# Rhinestone Motorcycle Helmet / Window Decal Material?



## LittleDogy (Jan 15, 2008)

All my friends have motorcycles and I thought this would be a good group to make things for. Any idea what this rhinestone material is?

I've never seen anything like it..... I attached some pictures:


----------



## charles95405 (Feb 1, 2007)

The company that has a patent pending on this is Digital Arts Solution. But some folks have used a car wrap material called xpel...and I think had some success. Do a search here for rhinestone decals and there is a long thread on this

Edit....I think there has been some reduction in availability from the manufacturer...might want to check that out


----------



## Leg cramps (Feb 9, 2009)

And another one jumps in ....another stoner.welcome to rhinestones.read up a lot of info on this here


----------



## Eview1 (Apr 29, 2010)

I went to my local Harley dealer and opened the package it is like a heavy (10 mil+-) black vinyl (shiny or flat) with a sticky back and a paper backing on it. The stones were set on the vinyl. It looks cheap, and I would never put it on my helmet. They cost 17.95. I am sure you could come up with your own thing and blow them away.




LittleDogy said:


> All my friends have motorcycles and I thought this would be a good group to make things for. Any idea what this rhinestone material is?
> 
> I've never seen anything like it..... I attached some pictures:


----------



## brembrolo (Oct 28, 2010)

Is DAS patenting the whole concept, or just there take on this? I can see where they could patent the special material used for the decal, but how can they patent the whole idea of using rhinestones on a window decal???


----------



## My Shirt Connect (Jan 24, 2010)

The two helmets look like they have two different types of products on them??

Brian


----------



## BML Builder (Jul 8, 2008)

brembrolo said:


> Is DAS patenting the whole concept, or just there take on this? I can see where they could patent the special material used for the decal, but how can they patent the whole idea of using rhinestones on a window decal???

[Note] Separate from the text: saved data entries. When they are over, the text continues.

PR #886, opened 2021-08-19
Feature/aa 409 add additional data to analytics events

konstyefremov:


Api/Services/Analytics/AnalyticsService.cs
```diff
@@ -1,23 +1,23 @@
...
-using HappyTravel.DataFormatters;
 using HappyTravel.MapperContracts.Internal.Mappings.Internals;
 using HappyTravel.MapperContracts.Public.Accommodations.Internals;
 using Accommodation = HappyTravel.MapperContracts.Public.Accommodations.Accommodation;
 
-namespace HappyTravel.Edo.Api.Services.Accommodations.Availability
+namespace HappyTravel.Edo.Api.Services.Analytics
 {
-    public class AvailabilityAnalyticsService
+    public class AnalyticsService
```
mingazhev, line 18: This is too common name for the service. We already have generic AnalyticsService unbound from the business logic.
If you'd like to use this service for availability + booking events, let's name it accordingly,
like `BookingAnalyticsService` which will include availability searches and bookings

Api/Services/Analytics/AnalyticsService.cs
```diff
@@ -81,6 +81,30 @@ public void LogAccommodationAvailabilityRequested(in Accommodation accommodation
         }
         
         
+        public void LogBookingStatusChange(Booking booking,
```
mingazhev, line 84: This event looks too generic as I see.
It is not used for all status changes (which is correct), only for 2 of them. Why not using 2 separate events?
Saving this in a single event with unclear semantics will make reporting and analyzing harder as I see.

Api/Services/Analytics/AnalyticsService.cs
konstyefremov: Fixed

Api/Services/Analytics/AnalyticsService.cs
konstyefremov: Fixed.

Api/Models/Analytics/AgentAnalyticsInfo.cs
```diff
@@ -0,0 +1,12 @@
+namespace HappyTravel.Edo.Api.Models.Analytics
+{
+    public readonly struct AgentAnalyticsInfo
+    {
+        public AgentAnalyticsInfo(string counterpartyName)
+        {
+            CounterpartyName = counterpartyName;
+        }
+        
+        public string CounterpartyName { get; }
```
DFSko, line 10: Do you really need a struct with only one property?

konstyefremov: Yes. We discussed this with Vadim on Thursday. It most likely will be extended later with more properties.

Api/Services/Accommodations/Bookings/Management/BookingRecordsUpdater.cs
```diff
@@ -158,22 +164,34 @@ async Task<Result> SendInvoice(AccommodationBookingInfo bookingInfo)
...
+
+
             void WriteFailureLog(string error) 
                 => _logger.LogBookingConfirmationFailure(booking.ReferenceCode, error);
         }
         
         
         private Task<Result> ProcessCancellation(Booking booking, DateTime cancellationDate, ApiCaller user)
         {
+            var counterParty = _context.Counterparties
```
mingazhev, line 178: this is a single word, not two. `counterparty`

Api/Services/Analytics/PassengersInfo.cs
```diff
@@ -0,0 +1,29 @@
+using System.Collections.Generic;
+using System.Linq;
+using HappyTravel.Edo.Data.Bookings;
+using Microsoft.EntityFrameworkCore.Metadata.Internal;
+
+namespace HappyTravel.Edo.Api.Services.Analytics
+{
+    public readonly struct PassengersInfo
+    {
+        public PassengersInfo(List<BookedRoom> rooms)
```
mingazhev, line 10: You should avoid logic in constructors. Consider using static factory method to create the struct in this case

mingazhev (approved):
With small comments. May be merged after fixing

Api/Services/Analytics/PassengersInfo.cs
konstyefremov: replaced with static factory method

Api/Services/Accommodations/Bookings/Management/BookingRecordsUpdater.cs
konstyefremov: fixed

PR #921, opened 2021-08-31
Generate incoive after money is charged from account

Raibo:
https://github.com/happy-travel/agent-app-project/issues/502

Should be okay, but I did not check (can't pay with account with my agency on dev yet).
If it is obvious that this will work (for credit card flow it works), then we can merge as is.


mingazhev (approved):
merge after being tested

Api/Services/Accommodations/Bookings/Documents/BookingDocumentsService.cs
```diff
@@ -195,7 +195,7 @@ public async Task<Result<(DocumentRegistrationInfo RegistrationInfo, PaymentRece
         public async Task<Result<(DocumentRegistrationInfo RegistrationInfo, BookingInvoiceData Data)>> GetActualInvoice(Booking booking)
         {
             var lastInvoice = (await _invoiceService.Get<BookingInvoiceData>(ServiceTypes.HTL, ServiceSource.Internal, booking.ReferenceCode))
-                .OrderByDescending(i => i.Metadata.Date)
+                .OrderBy(i => i.Metadata.Date)
                 .LastOrDefault();
```
Raibo, line 199: This was probably an error.
If we sort by date desc and then take last one, this would end up taking the first (oldest) invoice.

Raibo:
@mingazhev Have a look one more time please

mingazhev (approved):

PR #531, opened 2021-03-15
added migration to fill ContractKindColumn in Counterparty table

hasmikharutyunyan:

PR #925, opened 2021-09-01
Avoid trying to create Result with empty error

Raibo:
https://github.com/happy-travel/agent-app-project/issues/531


mingazhev (approved):
fine

PR #933, opened 2021-09-02
Remove dependency on UserDescriptionInfo in SendAgentInvitationRequest

konstyefremov:
https://github.com/happy-travel/agent-app-project/issues/453


konstyefremov:
Merge only after changes on the frontend

AlexeyShok (commented):
Where is the email validation?

konstyefremov:
The request will be changed later on the front. For now we need only email check.

PR #538, opened 2021-03-17
implemented notification center

DFSko:

PR #935, opened 2021-09-04
Fix wrong percentage in booking cancellation

Raibo:
https://github.com/happy-travel/agent-app-project/issues/538


Raibo:
Did not check explicitly, but we have cancellation policies ranges 0..100.
All the weird prices are 99 times bigger or 49 times bigger than the actual price, and so on.
Also all the weird bookings are cancelled.

mingazhev (approved):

I believe that DAS is just patenting their material. I know a lot of others are using the Xpel paint protection films to make decals. So it may be hard to patent to whole process, but I am not a lawyer so I could be wrong.


----------



## Eview1 (Apr 29, 2010)

The difference was shiny black vinyl or flat, everything else was the same from what I could see when I opened the package. If they still have them I can go back and look again for you (need an excuse to go there lol)



My Shirt Connect said:


> The two helmets look like they have two different types of products on them??
> 
> Brian


----------